# [Problem to work on]
Say nothing but the number of lines below in which the string "been" appears.

# [Supplied records]

-- Opening Marker --

PR #2747, opened 2026-03-31
Decision record - reference_integration scope

PiotrKorkus:
# Decision record for reference_integration scope

## Review checklist
- [ ] Persistency @vinodreddy-g 
- [ ] Logging @pawelrutkaq @rmaddikery @arsibo 
- [x] Lifecycle @pawelrutkaq @NicolasFussberger 
- [ ] Kyron @pawelrutkaq 
- [ ] Orchestration @vinodreddy-g 
- [x] Baselibs @4og 
- [x] Baselibs_rust @pawelrutkaq @4og 
- [ ] Communication @LittleHuba 
- [ ] FEO @johannes-esr 
- [ ] Infrastructure @AlexanderLanin 
- [ ] Technical Leads @antonkri @FScholPer @qor-lb 

Every CFT shall provide their status - OK or NOK

### DIFF
--- a/docs/design_decisions/DR-008-int.rst
+++ b/docs/design_decisions/DR-008-int.rst
@@ -1,0 +1,110 @@
+..
+   Copyright (c) 2026 Contributors to the Eclipse Foundation
+
+   See the NOTICE file(s) distributed with this work for additional
+   information regarding copyright ownership.
+
+   This program and the accompanying materials are made available under the
+   terms of the Apache License Version 2.0 which is available at
+   https://www.apache.org/licenses/LICENSE-2.0
+
+   SPDX-License-Identifier: Apache-2.0
+
+DR-008-Int: S-CORE integration scope in reference_integration repository
+========================================================================
+
+- **Date:** 2026-03-31
+
+.. dec_rec:: Integration scope in reference_integration repository
+   :id: dec_rec__int__scope_reference_integration
+   :status: accepted
+   :context: Integration
+   :decision: Option 2
+
+Context / Problem
+-----------------
+
+Currently there is no clear definition of scope and responsibilities of the ``reference_integration`` repository.
+The process of integration of S-CORE modules is time consuming and leaves open space for misalignment
+between the process and the feature teams.
+
+Goals and Requirements
+^^^^^^^^^^^^^^^^^^^^^^
+
+- **Effort**: The integration process should be as efficient as possible with clear feedback loops.
+- **Independence**: Modules should be independent with their implementation scope.
+- **Integration**: Modules should have clear common requirements for S-CORE release integration.
+- **Clear Ownership**: Each module should have a clear vision of responsibilities for integrating into reference_integration.
+- **Maintainability**: Keep long-term maintenance effort low.
+
+Non-Goals
+~~~~~~~~~
+
+- Controlling every release of each Module - Modules can release independently and some releases can be not integrated into S-CORE.
+
+Options Considered
+------------------
+
+Option 1: Execute only Feature Integration Tests in reference_integration repository
+^^^^^^^^^^^^^^^^^^^^^^^^^^^^^^^^^^^^^^^^^^^^^^^^^^^^^^^^^^^^^^^^^^^^^^^^^^^^^^^^^^^^
+
+Reference_integration repository is a place where only Feature Integration Tests are executed.
+Every Module is responsible for executing static tests, UTs, CITs in their respective repositories,
+used configurations, compiling flags and workflows should be aligned with S-CORE guidelines.
+
+Reference_integration will provide a means to conduct continuous integration, based on only Feature Integration Tests,
+of latest Modules states to ensure early feedback and breaking changes notifications.
+
+For S-CORE releases, Modules need to deliver artifacts from local tests as their release assets to be used for certification and documentation.
+
+Pros:
+* Modules have full control over their own scope
+* Quick integration jobs in reference_integration repository as only Feature Integration tests are executed
+
+Cons:
+* No control over configuration, compiling flags, variants
+* Documentation and artifacts are distributed across different repositories
+* Full-stack S-CORE release might resolve to different version of dependencies that were tested in Module repositories
+which makes the release not compliant with S-CORE release requirements.
+
+Option 2: Re-execute all quality checks in the reference_integration repository
+^^^^^^^^^^^^^^^^^^^^^^^^^^^^^^^^^^^^^^^^^^^^^^^^^^^^^^^^^^^^^^^^^^^^^^^^^^^^^^^
+
+Reference_integration repository is a place where all kinds of tests - static, UTs, CITs, FITs are re-executed
+for full verification of the S-CORE full-stack. Every Module needs to ensure their tests are executable in reference_integration
+repository. For the verification process, common configuration, compiling flags are used across all Modules to ensure the compliance with current S-CORE guidelines.
+
+Reference_integration will provide a means to conduct continuous integration of latest Modules states to ensure early feedback and breaking changes notifications.
+
+All necessary artifacts and single documentation build are generated in reference_integration repository to be used for certification and documentation
+of S-CORE releases.
+
+Pros:
+* Single point of truth for configurations, compiling flags, documentation and certification artifacts
+* Better control over resolved dependencies
+* Better traceability of the tests and documentation for full-stack S-CORE releases
+
+Cons:
+* Additional effort for the Module teams to maintain their tests and dependencies to be fully executable in reference_integration repository
+* Longer integration jobs in reference_integration repository as all tests are executed
+
+Evaluation
+----------
+
+Option 1 makes S-CORE provide a set of SEooCs without being a full-stack project that has been selected
+in :need:`dec_rec__strat__consistent_stack_vs_reference`.
+Modules are responsible for their own compliance with the S-CORE release requirements, which makes it difficult
+to validate the final S-CORE release for the process compliance.
+The biggest risk is that Module A can deliver a release and artifacts with dependency on Module B in version x.y.z,
+but in reference_integration thus overall S-CORE release, Module B will be resolved in version x.y.z+1,
+which makes Module A artifacts not compliant.
+
+Option 2 truly makes S-CORE a full-stack project and provides a single point of truth for the
+configurations, compiling flags, variants, documentation and certification artifacts.
+However, it requires additional effort for the module teams to maintain their tests and dependencies to be fully
+executable in the reference_integration repository with both public APIs and tests.
+It allows generating a single documentation build with full traceability across different repositories which will stay persistent
+and will not require external linking.
+
+**Decision:** Option 2 has been most favored by the community.
+We accept additional effort for the integration process in exchange for a better traceability.
--- a/docs/design_decisions/DR-008-int.rst
+++ b/docs/design_decisions/DR-008-int.rst
@@ -19,7 +19,7 @@ DR-008-Int: S-CORE integration scope in reference_integration repository
    :id: dec_rec__int__scope_reference_integration
    :status: accepted
    :context: Integration
-   :decision: Option 2
+   :decision: Option 3
 
 Context / Problem
 -----------------
@@ -58,14 +58,15 @@ of latest Modules states to ensure early feedback and breaking changes notificat
 For S-CORE releases, Modules need to deliver artifacts from local tests as their release assets to be used for certification and documentation.
 
 Pros:
+
 * Modules have full control over their own scope
 * Quick integration jobs in reference_integration repository as only Feature Integration tests are executed
 
 Cons:
+
 * No control over configuration, compiling flags, variants
 * Documentation and artifacts are distributed across different repositories
-* Full-stack S-CORE release might resolve to different version of dependencies that were tested in Module repositories
-which makes the release not compliant with S-CORE release requirements.
+* Full-stack S-CORE release might resolve to different version of dependencies that were tested in Module repositories which makes the release not compliant with S-CORE release requirements.
 
 Option 2: Re-execute all quality checks in the reference_integration repository
 ^^^^^^^^^^^^^^^^^^^^^^^^^^^^^^^^^^^^^^^^^^^^^^^^^^^^^^^^^^^^^^^^^^^^^^^^^^^^^^^
@@ -80,13 +81,90 @@ All necessary artifacts and single documentation build are generated in referenc
 of S-CORE releases.
 
 Pros:
+
 * Single point of truth for configurations, compiling flags, documentation and certification artifacts
 * Better control over resolved dependencies
 * Better traceability of the tests and documentation for full-stack S-CORE releases
 
 Cons:
+
 * Additional effort for the Module teams to maintain their tests and dependencies to be fully executable in reference_integration repository
 * Longer integration jobs in reference_integration repository as all tests are executed
+
+Option 3: Front-load quality checks in modules with lightweight reference_integration
+^^^^^^^^^^^^^^^^^^^^^^^^^^^^^^^^^^^^^^^^^^^^^^^^^^^^^^^^^^^^^^^^^^^^^^^^^^^^^^^^^^^^^
+
+Modules follow the S-CORE process and run quality tooling in their own context against their own resolved
+dependency set. Across modules, teams agree on *what* quality tooling and toolchains to use, but each
+module runs them independently. Most importantly, teams agree on dependency versions for the upcoming
+S-CORE release: if a module is releasing a new version into the next S-CORE release, every module that
+depends on it must migrate to that version before the release. Modules minimize non-dev, non-S-CORE
+dependencies in their MODULE.bazel files.
+
+Module Owners deliver as part of their release artifacts in the common form allowing aggregation and
+full documentation build in reference_integration. Bazel dependency analysis will allow verification
+that collected artifacts are valid for S-CORE release - resolved dependencies for the Module (in scope of their repository)
+must match the dependencies for S-CORE release and resolved in reference_integration.
+
+Continous integration of latest Modules based on hashes from their main branches will not allow verification
+of the artifacts and full documentation build. That will remain exclusive for S-CORE releases.
+
+Pros:
+
+* Verifying quality where it originates is more reliable — modules have full knowledge of their domain, their specific quality requirements, and the exact dependency context they were tested against
+* Technically simpler reference_integration with a well-defined, minimal scope
+* Avoids re-executing all checks in a different dependency context, which can mask or introduce issues
+* Provides early feedback through regular release candidate publishing
+
+Cons:
+
+* Requires tighter communication and coordination across module teams
+* Agreeing on and enforcing a shared dependency manifest adds process overhead
+* Backward compatibility guarantees need to be actively maintained across all modules
+
+Comparison
+----------
+
+.. list-table:: Reference_integration options comparison
+   :header-rows: 1
+   :widths: 30 20 20 30
+
+   * - Criterion
+     - Option 1
+     - Option 2
+     - Option 3
+   * - Quality checks location
+     - Module repositories only
+     - reference_integration (re-executed)
+     - Module repositories (front-loaded)
+   * - Feature integration tests
+     - reference_integration
+     - reference_integration
+     - reference_integration
+   * - Dependency mismatch risk
+     - High
+     - Low
+     - Low (via version agreements)
+   * - Integration job duration
+     - Short
+     - Long
+     - Short
+   * - Artifact & documentation consolidation
+     - Distributed across repositories
+     - Single point of truth
+     - Consolidated at release time
+   * - Module team maintenance effort
+     - Low
+     - High
+     - Medium
+   * - Cross-module coordination overhead
+     - Low
+     - Medium (triage of CI failures)
+     - Medium (shared dependency manifest)
+   * - Traceability for S-CORE release
+     - Weak
+     - Strong
+     - Strong (via release artifacts)
 
 Evaluation
 ----------
@@ -106,5 +184,21 @@ executable in the reference_integration repository with both public APIs and tes
 It allows generating a single documentation build with full traceability across different repositories which will stay persistent
 and will not require external linking.
 
-**Decision:** Option 2 has been most favored by the community.
-We accept additional effort for the integration process in exchange for a better traceability.
+Option 3 front-loads quality verification into the modules themselves and keeps reference_integration
+lightweight. It addresses the dependency mismatch risk of Option 1 through coordinated version
+agreements across modules rather than by re-executing checks centrally. However, it relies on
+disciplined inter-module coordination and backward compatibility guarantees, which adds process
+overhead and requires a shared dependency manifest to remain manageable.
+
+.. _option3_infographic:
+
+.. figure:: _assets/DR-008-int-option3_infographic.svg
+   :align: center
+   :width: 75%
+
+   Option 3 visual breakdown
+
+**Decision:** Option 3 got positive feedback and was selected by the community.
+We accept a trade-off of full documentation beeing available only for S-CORE releases,
+while having a more efficient and reliable integration process without extra efforts to maintain
+internal test targets in reference_integration repository.
--- a/docs/design_decisions/DR-008-int.rst
+++ b/docs/design_decisions/DR-008-int.rst
@@ -13,13 +13,13 @@
 DR-008-Int: S-CORE integration scope in reference_integration repository
 ========================================================================
 
-- **Date:** 2026-03-31
+- **Date:** 2026-06-11
 
 .. dec_rec:: Integration scope in reference_integration repository
    :id: dec_rec__int__scope_reference_integration
    :status: accepted
    :context: Integration
-   :decision: To be decided in voting
+   :decision: Option 4
 
 Context / Problem
 -----------------
@@ -126,7 +126,7 @@ Module-side activities required for an S-CORE release integration:
 * `Module Release Notes <https://eclipse-score.github.io/process_description/main/process_areas/release_management/release_workproducts.html#wp__module_sw_release_note>`_
   produced from the S-CORE module release-note template and verified per the
   `module release-note workflow <https://eclipse-score.github.io/process_description/main/process_areas/release_management/release_workflow.html#wf__rel_mod_rel_note>`_.
-   :widths: 30 20 20 30 24
+
 reference_integration activities required for an S-CORE release:
 
 * Feature Integration Tests (FITs).
@@ -139,6 +139,14 @@ reference_integration activities required for an S-CORE release:
   `Platform Handbook <https://eclipse-score.github.io/process_description/main/process_areas/release_management/release_workflow.html#wf__rel_platform_handbook>`_,
   and the
   `Platform Verification Report <https://eclipse-score.github.io/process_description/main/process_areas/verification/verification_workproducts.html#wp__verification_platform_ver_report>`_.
+
+.. _option3_infographic:
+
+.. figure:: _assets/DR-008-int-option3_infographic.svg
+  :align: center
+  :width: 75%
+
+  Option 3 visual breakdown
 
 Pros:
 
@@ -283,14 +291,6 @@ it improves feedback on dependency and compatibility issues by testing against a
 full-stack baseline rather than relying only on version agreements. The remaining cost is additional
 pipeline orchestration and a need to define how documentation and release evidence are consolidated
 when Module validation runs with temporary dependency overrides.
-
-.. _option3_infographic:
-
-.. figure:: _assets/DR-008-int-option3_infographic.svg
-  :align: center
-  :width: 75%
-
-  Option 3 visual breakdown
 
 **Decision:** Option 4 got positive feedback and was selected by the community.
 We accept the additional orchestration needed to validate Modules against the dependency set
--- a/docs/design_decisions/DR-008-int.rst
+++ b/docs/design_decisions/DR-008-int.rst
@@ -19,7 +19,7 @@ DR-008-Int: S-CORE integration scope in reference_integration repository
    :id: dec_rec__int__scope_reference_integration
    :status: accepted
    :context: Integration
-   :decision: Option 3
+   :decision: To be decided in voting
 
 Context / Problem
 -----------------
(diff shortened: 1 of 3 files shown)


pawelrutkaq (changes requested):
Blocker as we need feedback gathering from all (Each CFT shall give OK/NOK)

antonkri (dismissed):

AlexanderLanin (dismissed):

evinoth1206 (approved):

vinodreddy-g (dismissed):

NicolasFussberger (dismissed):

qor-lb (dismissed):

anmittag:
Assuming Agreeing is voting for Option 2. ETAS position is clear Option 2.

anmittag (dismissed):

AlexanderLanin:
> Assuming Agreeing is voting for Option 2. ETAS position is clear Option 2.

Correct. The document states:

>**Decision:** Option 2 has been most favored by the community.
We accept additional effort for the integration process in exchange for a better traceability.

---

Although I'm personally not sure this is extra effort, or better traceability, I favor option 2 for all the other reasons listed in the document :-)

4og (changes requested):
Unfortunately, I cannot agree with Option 2 as in my opinion not all viable alternatives have been considered. I will propose one below as Option 3. In general I agree with the strive towards a "full-stack" solution with common tooling and toolchain for all S-CORE modules (this already makes Option 1 non-viable as it dictates full independence). I understand that the main reasoning for Option 2 is to mitigate the risk that Minimal Version Selection (MVS) algorithm in Bazel brings when all modules are put together, and to have better controllability of the quality tooling used in the project. However, Option 2 has major flaws that made me think about alternatives that are good enough to mitigate these risks.

### Flaws of Option 2

**Flaw 1: Non-dev dependencies for quality tooling**

Running quality tooling in the reference integration requires making quality tooling dependencies in modules non-dev-dependencies. This has been discussed in several calls already. @LittleHuba was mainly raising this issue. (For specifics on version selecting algorithm, see https://bazel.build/external/module#version-selection, there is also a link to Go's reasoning why MVS works this way).

Maybe non-dev dependencies are problematic because they increase the dependency footprint, which is an anti-pattern in software engineering when the goal is actually to reduce the number of dependencies. In production integration environments there are much more dependencies, not only coming from S-CORE modules, and the same MVS algorithm will be kicking in as it has to satisfy dependency chains of these now non-dev quality tools (this includes all transitive dependencies along the chain!) alongside everything else in those environments. This is not a theoretical issue. We are currently trying to incorporate S-CORE modules into our system and see how MVS is changing dependencies of non-S-CORE components and breaking the build.

I understand we can "hack" it and still make all quality dependencies dev-dependencies, and maintain patches in the reference integration to un-dev them. But I don't feel it's a good way forward as we're doing the reference integration not only for the sake of having it, but also to serve as a blueprint for actual automotive integration projects.

**Flaw 2: Not all quality checks can be re-run generically**

Re-running quality checks in the reference integration on the basis that Bazel chooses a different version set for dependencies may work for some [work products](https://eclipse-score.github.io/process_description/main/workproducts/index.html), but not all. For example, some things may need to be done manually, such as verifying for AoU violations. And most importantly, a centralized quality pipeline will not cover module-specific checks that don't belong in a generalized setup. This is just one example, but let's say a security analysis may advise to run a fuzzer on a specific component. A module may have similar domain-specific quality requirements that cannot be centralized.

**Flaw 3: Unclear feedback loop**

What is the feedback loop when the reference integration discovers a failure because of the version selection?
I suppose the affected modules will need to fix the issue and release an update. Over time, this means everyone converges to use the same versions of dependencies, which makes the quality checks in the reference integration redundant as they end up repeating exactly what was already verified in the modules themselves with no added value. And here we come to Option 3.

### Proposal: Option 3

The main idea is to do front-loading in modules themselves via organizational and technical means:

- Modules follow the S-CORE process.
- We agree across modules on *what* quality tooling and toolchains to use, but each module runs them in its own context with its own resolved dependency set (a module can still use something extra for module-specific use cases).
- Most importantly, we agree on dependency versions for the upcoming S-CORE release. Example: if `score_logging` is releasing v1.5 to the next S-CORE release, every other module that depends on logging has to migrate to v1.5 (see also backward compatibility note under General Guideline below).
- Modules minimize the number of non-dev and non-S-CORE dependencies in their MODULE.bazel files.

**What checks remain in the reference integration:**

- Consolidate safety artifacts from all module releases.
- Verify that the module safety package adheres to the S-CORE process (we can discuss if it can be done somewhere else, e.g. the Bazel registry).
- Run feature integration tests.
- Run consistency checks to discover mismatches in the dependency graph. The `bazel mod` command can help here.
  - If a mismatch is detected: affected modules will need to release an update.
  - Or depending on what kind of mismatch it is: provide safety argumentation why it's not a problem.

**To avoid big-bangs shortly before a release and discover problems earlier:**

- Module maintainers regularly publish release candidates of their modules to the reference integration, either in form of releasing to the registry or as git hashes. I believe this can be well automated, though the exact mechanism would need to be worked out.
- Immediate feedback to module owners in case of version mismatches, failed integration tests, or incomplete safety packages.

**On the coordination cost:** Option 3 requires tighter communication across modules. In practice this could be supported by a shared dependency manifest (a file listing agreed-upon dependency versions for the upcoming release, covering not only direct but also transitive dependencies) and a release planning process where module teams align on timelines and versions. I don't think this cost is much higher than with Option 2, because Option 2 also requires coordination when reference integration failures need to be triaged and fixed by the responsible module teams.

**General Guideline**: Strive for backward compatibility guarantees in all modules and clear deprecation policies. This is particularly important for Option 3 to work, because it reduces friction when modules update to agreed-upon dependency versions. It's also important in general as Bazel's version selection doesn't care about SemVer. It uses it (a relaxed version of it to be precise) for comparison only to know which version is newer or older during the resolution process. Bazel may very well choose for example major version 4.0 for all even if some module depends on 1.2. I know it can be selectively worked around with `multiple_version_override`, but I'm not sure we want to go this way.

-- Closing Marker --

# [Expected answer]
6